Export Credit Insurance Improves Financing Conditions for JOLCO Structures – 06/2025
Exportkreditversicherung verbessert Finanzierungsbedingungen bei JOLCOs
Sogenannte Japanese Operating Leases mit Call Option (JOLCOs) erfreuen sich bei deutschen Reedern zunehmender Beliebtheit. Ein Grund hierfür ist, dass die japanischen Investoren des japanischen Leasinggebers von gestundeten Abschreibungen profitieren
Dem Leasinggeber, der von den Investoren mit Eigenkapital ausstattet wird, wird so ermöglicht, dem Charterer kompetitive Finanzierungsbedingungen anzubieten.
JOLCOs beruhen auf einer »Sale and Lease Back«-Struktur, bei der der Leasinggeber in der Regel über einen sogenannten »Registered Owner« vom Charterer ein Schiff ankauft und es an diesen auf Grundlage einer Bareboat Charter wieder zurückverchartert.
Der Charterer wird zum Laufzeitende der Bareboat Charter mit einer Call Option zum Ankauf des Schiffes ausgestattet, wobei der Leasinggeber und die japanischen Investoren erwarten, dass er diese Option auch tatsächlich ausübt. Den Ankauf des Schiffes vom Charterer finanziert der Leasinggeber zum Teil über das von japanischen Investoren eingesammelte Eigenkapital. Den Restkaufpreis besorgt er sich als Darlehen von kommerziellen Banken.

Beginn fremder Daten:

PR #2972, opened 2026-04-03
Improve onboarding flow for studio code cli

mtias:
It should ask for auth or key and then show what the tool can do directly so the user doesn't need to ask. This is a first crude version.

### DIFF
--- a/apps/cli/ai/ui.ts
+++ b/apps/cli/ai/ui.ts
@@ -1432,18 +1432,25 @@ export class AiChatUI {
 		const lines = [
 			' ' +
 				chalk.blue( '⏺' ) +
-				__( " Hello, I'm " ) +
-				b( __( 'WordPress Studio' ) ) +
-				__( ', your local WordPress agent and builder.' ),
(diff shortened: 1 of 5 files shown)


apps/cli/ai/ui.ts
```diff
@@ -1425,6 +1426,109 @@ export class AiChatUI {
...
+			'  - ' +
+				__( 'Set up ' ) +
+				b( __( 'navigation menus, site options, post types, taxonomies, and settings' ) ),
+			'  - ' + __( "Create realistic placeholder content tailored to your site's purpose" ),
+			'  - ' +
+				__( 'Upload ' ) +
+				b( __( 'images and videos' ) ) +
+				__( ' to your site, using local media files or remote URLs' ),
+			'',
+			'  ' + b( __( 'Preview & Publishing' ) ),
```
youknowriad, line 1541: In this area should we also mention that it can generate preview sites

youknowriad (approved):

PR #2978, opened 2026-04-05
Add /preview slash command to push active site to WordPress.com

mtias:
Adds a /preview command that creates or updates a WordPress.com preview site for the currently selected local site. Automatically detects existing non-expired previews and updates them instead of creating duplicates.

Also adds a busy spinner indicator in the prompt border next to the site name, a yellow-dot progress message style, and a green-dot success message style to the UI.

image


youknowriad:
If I run the preview manually (just ask the agent to preview) without using the command, the output looks like

Screenshot 2026-04-06 at 8 38 59 AM

With the slash command, the output is

Screenshot 2026-04-06 at 8 39 11 AM

I like how the former highlights the url better, can we do that

youknowriad:
The other minor thing I noticed is the "loader":

While I do like the "loading indicator" next to the active site, I feel like there's inconsistency with the regular loader when you ask the agent something. So sometimes the loader is next to the site, sometimes it's a thinking message. I wonder if they should be the same.

youknowriad (approved):

PR #2981, opened 2026-04-06
Batch site running status checks in site picker

mtias:
The site picker was making a separate daemon IPC round-trip for each site to check if it was running. With multiple sites this caused a noticeable delay when opening the picker.

Fetch the process list once with a single daemon call and resolve running status for all sites against it.


youknowriad (approved):
I pushed a small logic consolidation to avoid duplication, but LGTM.

The other thing I'm wondering if perf is still a problem is that this information can be computed and rendered async, doesn't need to be part of the initial rendering of the site list.

katinthehatsite (approved):
The changes look good and work as expected 👍

PR #2982, opened 2026-04-06
Fix pulling if there is no rewindId

nightnei:
Fixes STU-1517

## Proposed Changes
Follow up to https://github.com/Automattic/studio/pull/1672

The case from user - pfHvTO-19v-p2
The user had a site when they didn't have rewindId and they constantly clicked Pull button w/o any response from it.
With this PR we are fixing pulling if no rewindId.

## Testing Instructions
1. Sandbox your API
2. Add custom code to return an error in the /studio-app/sync/get-latest-rewind-id endpoint.
3. Run `npm start`
4. Go to the Sync tab
5. Connect a site
6. Click pull
7. Assert that it started

### DIFF
--- a/apps/studio/src/modules/sync/components/sync-dialog.tsx
+++ b/apps/studio/src/modules/sync/components/sync-dialog.tsx
@@ -200,7 +200,7 @@ export function SyncDialog( {
 		syncToText = localSite.name;
 		tooltipNoRewindId = createInterpolateElement(
 			__(
-				'Selecting individual items to pull will be enabled automatically once your first backup is complete.<br/>Wait a few minutes or run a full sync in the meantime.'
+				'Your site is being prepared for syncing. This usually takes a few minutes — please try again shortly.'
 			),
 			{ br: <br /> }
 		);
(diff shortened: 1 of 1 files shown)


nightnei:
@sejas menthioning you as you worked around it and have context. It seems we shoudl forbid pulling completelly, till rewindId is created. However, maybe I am missing something?

sejas (commented):
@nightnei, As an alternative to this PR, I think we could just remove this rewindId check. The backend doesn't need a `rewindId`, which is why the checkboxes were disabled (we can retrieve information about the latest backup), but a new backup can still be triggered.

So I suggest just removing this guard:

https://github.com/Automattic/studio/blob/18f45f482499c4e1e92d081d04d48fee00bdfc95/apps/studio/src/modules/sync/components/sync-dialog.tsx#L260-L262

I tested the flow were the rewindId is null and isError is true and I was able to pull a full backup, after I removed the mentioned guard.

What do you think?

apps/studio/src/modules/sync/components/sync-dialog.tsx
```diff
@@ -481,6 +478,7 @@ export function SyncDialog( {
 									disabled={
 										isSubmitDisabled ||
 										isLoadingRewindId ||
+										isErrorRewindId ||
```
sejas: @nightnei , I think we need to remove this `isErrorRewindId` too.

nightnei: Oh, yeah, accidentally didn't add it to the commit, thanks

sejas (approved):
Looks good. Now if there is no rewindId, users can still triggering a full Pull which will generate a new backup.

PR #3922, opened 2026-06-22
Set Playground runtime on reprint-pulled sites to fix startup DB error

epeicher:
## Related issues

- Related to STU-1828

## How AI was used in this PR

Claude Code diagnosed the failure from the Studio + daemon logs, reproduced the root cause with the bundled PHP binary, implemented the fix and a regression test, and verified it end-to-end with a real `pull-reprint`. I reviewed the diagnosis and change.

## Proposed Changes

Sites imported with `studio pull-reprint` failed to start, dying with **"Error establishing a database connection."**

The bug: a reprint-pulled site's files are laid out for the **Playground** runtime — VFS mounts place `wp-content` (and its SQLite `db.php` drop-in) under `/wordpress/wp-content`. But the site was registered without a runtime, so it defaulted to **native-php**. On that runtime PHP resolves the symlinked layout to the real WordPress core path, `WP_CONTENT_DIR` no longer points at the SQLite drop-in, WordPress falls back to MySQL, and the connection fails.

The fix: register reprint-pulled sites with the Playground runtime (the runtime they're already built for and the one the command uses for the auto-login URL), so they start correctly.

## Testing Instructions

1. `npm run cli:build`
2. `node apps/cli/dist/cli/main.mjs pull-reprint --url <your-site>.wpcomstaging.com -y`
3. The site starts and serves HTTP 200. 
4. Stop it by running `studio stop --path ...` and start it by running `studio start --path ...`
5. Verify it starts. On `trunk` the site does not start successfully

## Pre-merge Checklist


wojtekn:
Is it the correct approach? What if we remove support for Playground?

epeicher:
> Is it the correct approach? What if we remove support for Playground?

Good catch! I came here to comment that this approach will be superseded by https://github.com/Automattic/studio/pull/3881 - [comment here](https://github.com/Automattic/studio/pull/3881#pullrequestreview-4551773602) so I am closing this PR

PR #3923, opened 2026-06-22
E2E tests: Add tests to cover IPC bridge

gcsecsey:
## Related issues

- Related to STU-1864

## How AI was used in this PR

I used Claude to investigate the IPC architecture, confirm the IPC surface is type-derived from a single source of truth, and scaffold the smoke-test PoC. I steered the investigation and verified the tests.

## Proposed Changes

This is part of the STU-1864 spike on how to keep the IPC layer covered once the E2E suite moves to the CLI and the remaining UI tests get mocked at the IPC boundary.

During the spike, I found that:

- The IPC surface is already a single source of truth enforced by the type checker. The renderer, preload, and main-process registration all derive from the handler exports.
- The only thing types cannot prove is runtime wiring (contextBridge plus the `invoke`/`handle` round-trip and serialization across the process boundary), which a couple of round-trip smoke tests cover cheaply.

My recommendation is to rely on the type checker as the primary defense, and add a tiny IPC smoke suite for runtime wiring. This PR adds the small smoke test suite.

## Testing Instructions

- CI should pass, running `npm run typecheck` and the new test suite

### Optionally, break the test locally

- Apply this diff (`pbpaste | git apply`) that's type-valid but crashes at runtime on a Mac:
```diff
diff --git a/apps/studio/src/ipc-handlers.ts b/apps/studio/src/ipc-handlers.ts
index f6a13ac62..cb5886a57 100644
--- a/apps/studio/src/ipc-handlers.ts
+++ b/apps/studio/src/ipc-handlers.ts
@@ -1331,7 +1331,7 @@ export function copyText( event: IpcMainInvokeEvent, text: string ) {
 
 export function getAppGlobals(): AppGlobals {
 	return {
-		platform: process.platform,
+		platform: 'linux',
 		appName: app.name,
 		appVersion: app.getVersion(),
 		arm64Translation: app.runningUnderARM64Translation,
EOF
```
- Package the app with `npm run package`
- Run the tests with `npx playwright test ipc-bridge`
- Confirm the test fails

| With HEAD version | With the diff applied |
|--------|--------|
| CleanShot 2026-06-23 at 11 48 23@2x | CleanShot 2026-06-23 at 12 16 48@2x | 

## Pre-merge Checklist


gavande1 (approved):
Thanks Gergely for working on this, and great investigation. The minimal change is great for us. LGTM 🚀

PR #3926, opened 2026-06-23
Learn more links under "PHP runtime" controls

fredrikekelund:
## Related issues

- Fixes RSM-4475

## How AI was used in this PR

I asked Claude to do the implementation mostly because I didn't know by heart where the site controls live.

## Proposed Changes

Add "Learn more" links to the create site and edit site modals:

| Add site modal | Edit site modal |
| - | - |
| Screenshot 2026-06-23 at 13 58 56 | Screenshot 2026-06-23 at 13 59 07 |

## Testing Instructions

1. `npm start`
2. Add a new site
3. Open the advanced settings control
4. Ensure that the "Learn more" link under "PHP runtime" leads to the correct documentation page (privately published for now)
5. Open the "Site settings" tab for an existing site
6. Click the "Edit site" button
7. Ensure that the "Learn more" link under "PHP runtime" leads to the correct documentation page (privately published for now) 

## Pre-merge Checklist

### DIFF
--- a/apps/studio/src/modules/add-site/components/create-site-form.tsx
+++ b/apps/studio/src/modules/add-site/components/create-site-form.tsx
@@ -37,7 +37,7 @@ import { SiteFormError } from 'src/components/site-form-error';
 import TextControlComponent from 'src/components/text-control';
 import { WPVersionSelector } from 'src/components/wp-version-selector';
 import { cx } from 'src/lib/cx';
-import { FileAccessDescription } from 'src/lib/site-runtime-copy';
+import { FileAccessDescription, RuntimeDescription } from 'src/lib/site-runtime-copy';
 import { useCheckCertificateTrustQuery } from 'src/stores/certificate-trust-api';
 import type { BlueprintPreferredVersions } from '@studio/common/lib/blueprint-validation';
 import type { CreateSiteFormValues, PathValidationResult } from 'src/hooks/use-add-site';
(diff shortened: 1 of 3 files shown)


apps/studio/src/modules/add-site/components/create-site-form.tsx
```diff
@@ -545,7 +545,10 @@ export const CreateSiteForm = ( {
 										<span className="text-frame-text-secondary text-xs">
 											{ selectedRuntime === SITE_RUNTIME_NATIVE_PHP
 												? __( 'Runs the site with native PHP for the best performance.' )
-												: __( 'Runs the site in an isolated WordPress Playground sandbox.' ) }
+												: __(
+														'Runs the site in an isolated WordPress Playground sandbox.'
+												  ) }{ ' ' }
+											<LearnMoreLink docsLinksKey="docsPhpRuntimes" />
```
wojtekn: Let's use `createInterpolateElement` to avoid interpolating translatable texts.

fredrikekelund: We aren't interpolating anything into the `__()` call here. I see we're using `createInterpolateElement` elsewhere in this file, but the practical implications of both approaches seem identical to me (apart from `<lean_more_link />` being included in the translatable string with `createInterpolateElement`).

wojtekn: My bad, I meant concatenating. See PCYsg-3hI-p2

> but the practical implications of both approaches seem identical to me 

Not really - if we interpolate instead concatenate, translator could reorder elements if particular language requires that, could add text after "Learn more", wrap it with some characters etc.

fredrikekelund: That's actually a good point 👍 I pushed a fix

wojtekn: Thanks! 🙌

wojtekn (approved):

PR #3927, opened 2026-06-23
Build gd with additional libraries

fredrikekelund:
## Related issues

- Fixes RSM-4476

## How AI was used in this PR

Scarcely

## Proposed Changes

static-php-cli builds gd without libjpeg by default. See [docs](https://github.com/crazywhalecc/static-php-cli/blob/b4ed673261548dcc0caa5b61ed782de1ccbe971f/docs/en/guide/extension-notes.md#gd). This means WordPress can't edit these images, which is a critical bug.

This PR fixes the problem by passing `--with-libs=freetype,libjpeg,libwebp` to static-php-cli when building the binaries.

## Testing Instructions

I'll manually verify that this gives the result we want.

## Pre-merge Checklist

### DIFF
--- a/.github/workflows/build-php-cli-binaries.yml
+++ b/.github/workflows/build-php-cli-binaries.yml
@@ -175,6 +175,8 @@ jobs:
           )
           build_args=(
             "$static_extensions"
+            # Give gd JPEG/WebP image support and FreeType (TrueType text).
+            --with-libs=freetype,libjpeg,libwebp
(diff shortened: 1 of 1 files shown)


fredrikekelund:
I've verified that [the gd build](https://github.com/Automattic/studio/actions/runs/28029716706) now supports JPEG, like so:

```
./php -r 'echo gd_info()["JPEG Support"];'
```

Eine von der Nippon Export and Investment Insurance (NEXI) im Januar 2023 auf Grundlage von Gesetzesnachträgen zum japanischen »Trade and Investment and Insurance Act« neu aufgelegtes Versicherungsprodukt ermöglicht es einem Leasinggeber nun, einem Charterer bei einem JOLCO in Zukunft gegebenenfalls noch attraktivere Finanzierungskonditionen anzubieten.
Neues Versicherungsprodukt
NEXI ist die japanische Exportkreditagentur, die staatlich unterstützte Versicherungen für Exporte, Investitionen und Finanzierungen anbietet, um japanische Unternehmen bei der Vermeidung von wirtschaftlichen und politischen Risiken zu unterstützen.
Das neue Versicherungsprodukt sieht vor, dass bei einem JOLCO die kommerzielle Bank insbesondere den Ausfall des Leasingnehmers beziehungsweise des Charterers durch eine staatlich unterstützte Exportkreditversicherung von NEXI versichern kann, was sich auf die Finanzierungsbedingungen unter der Bareboat Charter zugunsten des Charterers auswirkt. Die Gewährung der Versicherung hängt jedoch von verschiedenen Voraussetzungen ab.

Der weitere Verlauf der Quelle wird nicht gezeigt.